§ Records supplied:
■ ■ ■ ■ ■

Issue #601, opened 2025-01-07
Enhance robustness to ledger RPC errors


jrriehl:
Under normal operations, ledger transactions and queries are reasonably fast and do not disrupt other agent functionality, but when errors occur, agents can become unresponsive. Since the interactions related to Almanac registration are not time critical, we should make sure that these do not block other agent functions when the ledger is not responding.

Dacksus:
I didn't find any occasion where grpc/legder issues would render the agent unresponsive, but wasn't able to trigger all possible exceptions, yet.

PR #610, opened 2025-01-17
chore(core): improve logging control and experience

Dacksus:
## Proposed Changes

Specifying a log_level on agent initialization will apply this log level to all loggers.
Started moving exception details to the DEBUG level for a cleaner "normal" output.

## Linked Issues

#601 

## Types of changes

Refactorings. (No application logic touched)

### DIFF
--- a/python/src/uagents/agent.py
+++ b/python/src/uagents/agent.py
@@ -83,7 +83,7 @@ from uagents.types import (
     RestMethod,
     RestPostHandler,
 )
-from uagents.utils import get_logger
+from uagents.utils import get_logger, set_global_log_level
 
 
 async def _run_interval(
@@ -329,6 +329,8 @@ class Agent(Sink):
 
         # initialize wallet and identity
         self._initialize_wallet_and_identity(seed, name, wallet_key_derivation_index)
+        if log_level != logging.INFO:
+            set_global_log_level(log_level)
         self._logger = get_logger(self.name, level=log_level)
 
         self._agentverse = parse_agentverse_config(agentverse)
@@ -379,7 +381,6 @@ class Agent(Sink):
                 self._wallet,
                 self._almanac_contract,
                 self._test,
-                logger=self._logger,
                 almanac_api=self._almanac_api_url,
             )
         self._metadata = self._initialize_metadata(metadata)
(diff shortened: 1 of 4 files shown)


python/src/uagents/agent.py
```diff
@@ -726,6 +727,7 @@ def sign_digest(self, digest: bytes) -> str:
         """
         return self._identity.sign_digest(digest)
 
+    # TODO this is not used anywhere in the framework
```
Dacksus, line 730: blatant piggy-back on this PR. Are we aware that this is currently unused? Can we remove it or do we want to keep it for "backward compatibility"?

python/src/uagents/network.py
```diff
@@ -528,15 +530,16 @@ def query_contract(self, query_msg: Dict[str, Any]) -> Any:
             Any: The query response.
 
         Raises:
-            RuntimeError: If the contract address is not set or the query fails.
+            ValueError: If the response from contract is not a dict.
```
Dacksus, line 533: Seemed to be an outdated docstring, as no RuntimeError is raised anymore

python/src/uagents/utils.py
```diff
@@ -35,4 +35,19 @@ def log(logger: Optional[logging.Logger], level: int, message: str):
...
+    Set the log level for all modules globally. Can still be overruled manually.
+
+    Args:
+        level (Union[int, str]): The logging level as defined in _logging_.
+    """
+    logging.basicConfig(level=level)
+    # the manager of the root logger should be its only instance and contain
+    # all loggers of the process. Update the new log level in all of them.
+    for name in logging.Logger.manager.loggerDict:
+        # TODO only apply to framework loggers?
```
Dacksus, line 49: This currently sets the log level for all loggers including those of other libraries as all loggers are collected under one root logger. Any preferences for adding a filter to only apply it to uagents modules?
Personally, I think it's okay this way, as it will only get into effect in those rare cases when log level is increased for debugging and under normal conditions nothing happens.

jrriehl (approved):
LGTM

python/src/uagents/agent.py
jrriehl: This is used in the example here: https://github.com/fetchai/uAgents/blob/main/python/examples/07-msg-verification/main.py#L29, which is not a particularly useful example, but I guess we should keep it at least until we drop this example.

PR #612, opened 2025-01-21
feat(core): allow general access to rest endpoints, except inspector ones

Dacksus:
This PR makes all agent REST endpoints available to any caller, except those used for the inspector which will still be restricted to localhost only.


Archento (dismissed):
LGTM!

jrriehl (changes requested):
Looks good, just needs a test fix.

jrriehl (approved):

■ ■ ■ ■ ■

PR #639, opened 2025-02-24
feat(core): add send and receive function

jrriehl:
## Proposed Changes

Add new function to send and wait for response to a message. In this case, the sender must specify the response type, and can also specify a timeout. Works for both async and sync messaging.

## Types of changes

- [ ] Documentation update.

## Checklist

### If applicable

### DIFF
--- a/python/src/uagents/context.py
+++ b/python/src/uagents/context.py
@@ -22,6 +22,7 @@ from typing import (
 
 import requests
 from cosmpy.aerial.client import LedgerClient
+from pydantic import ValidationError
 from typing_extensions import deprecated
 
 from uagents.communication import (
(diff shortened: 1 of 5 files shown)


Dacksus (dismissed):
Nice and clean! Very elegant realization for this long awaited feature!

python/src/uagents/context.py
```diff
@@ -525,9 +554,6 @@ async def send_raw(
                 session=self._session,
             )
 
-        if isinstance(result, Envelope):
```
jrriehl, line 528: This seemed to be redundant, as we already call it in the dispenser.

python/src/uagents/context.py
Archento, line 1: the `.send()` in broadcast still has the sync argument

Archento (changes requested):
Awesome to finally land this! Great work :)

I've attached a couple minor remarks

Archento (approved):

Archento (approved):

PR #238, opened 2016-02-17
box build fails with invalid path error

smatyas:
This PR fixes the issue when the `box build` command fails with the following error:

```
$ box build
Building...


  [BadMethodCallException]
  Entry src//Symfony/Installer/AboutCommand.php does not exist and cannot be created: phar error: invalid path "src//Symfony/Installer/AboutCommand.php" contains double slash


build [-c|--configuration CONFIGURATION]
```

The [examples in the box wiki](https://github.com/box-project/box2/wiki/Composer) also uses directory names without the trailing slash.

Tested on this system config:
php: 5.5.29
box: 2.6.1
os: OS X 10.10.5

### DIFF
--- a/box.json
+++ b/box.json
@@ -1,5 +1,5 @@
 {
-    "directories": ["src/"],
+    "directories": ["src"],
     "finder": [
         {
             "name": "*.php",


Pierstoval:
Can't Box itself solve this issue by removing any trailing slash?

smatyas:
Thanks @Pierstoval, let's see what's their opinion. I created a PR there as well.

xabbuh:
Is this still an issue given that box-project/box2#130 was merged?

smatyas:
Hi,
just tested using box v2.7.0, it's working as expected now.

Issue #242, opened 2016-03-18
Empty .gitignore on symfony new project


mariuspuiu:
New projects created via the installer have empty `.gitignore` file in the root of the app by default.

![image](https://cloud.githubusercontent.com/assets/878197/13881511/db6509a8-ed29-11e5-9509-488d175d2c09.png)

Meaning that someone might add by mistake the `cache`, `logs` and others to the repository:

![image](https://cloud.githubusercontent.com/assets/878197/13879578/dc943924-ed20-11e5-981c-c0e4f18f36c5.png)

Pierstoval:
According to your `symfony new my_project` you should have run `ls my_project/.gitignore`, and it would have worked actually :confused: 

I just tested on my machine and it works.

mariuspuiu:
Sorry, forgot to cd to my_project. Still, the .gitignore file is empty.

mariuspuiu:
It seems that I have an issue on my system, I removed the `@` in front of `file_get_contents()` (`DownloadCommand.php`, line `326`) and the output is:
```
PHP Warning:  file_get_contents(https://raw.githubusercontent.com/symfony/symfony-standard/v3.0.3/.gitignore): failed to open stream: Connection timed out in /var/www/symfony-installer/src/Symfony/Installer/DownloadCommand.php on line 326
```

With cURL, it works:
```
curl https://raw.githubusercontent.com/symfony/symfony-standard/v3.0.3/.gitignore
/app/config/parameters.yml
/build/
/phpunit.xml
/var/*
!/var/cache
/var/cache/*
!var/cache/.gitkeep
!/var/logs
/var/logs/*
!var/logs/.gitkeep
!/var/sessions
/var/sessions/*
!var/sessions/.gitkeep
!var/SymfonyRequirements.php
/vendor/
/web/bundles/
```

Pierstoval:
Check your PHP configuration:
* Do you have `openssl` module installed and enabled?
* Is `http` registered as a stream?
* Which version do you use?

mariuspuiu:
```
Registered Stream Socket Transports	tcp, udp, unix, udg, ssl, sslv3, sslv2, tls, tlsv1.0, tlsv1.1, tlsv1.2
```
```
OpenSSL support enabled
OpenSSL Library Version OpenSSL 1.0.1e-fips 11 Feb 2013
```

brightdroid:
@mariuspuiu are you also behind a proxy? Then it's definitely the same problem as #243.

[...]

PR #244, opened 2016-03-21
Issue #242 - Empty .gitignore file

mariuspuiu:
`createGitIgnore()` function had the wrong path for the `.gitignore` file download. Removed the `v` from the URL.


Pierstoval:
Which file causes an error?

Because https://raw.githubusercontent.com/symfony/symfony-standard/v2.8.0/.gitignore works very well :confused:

■ ■ ■ ■ ■

§ Required work: Pull every line containing the string "cloud" out of the data above and copy it.

§ Task answer:
![image](https://cloud.githubusercontent.com/assets/878197/13881511/db6509a8-ed29-11e5-9509-488d175d2c09.png)
![image](https://cloud.githubusercontent.com/assets/878197/13879578/dc943924-ed20-11e5-981c-c0e4f18f36c5.png)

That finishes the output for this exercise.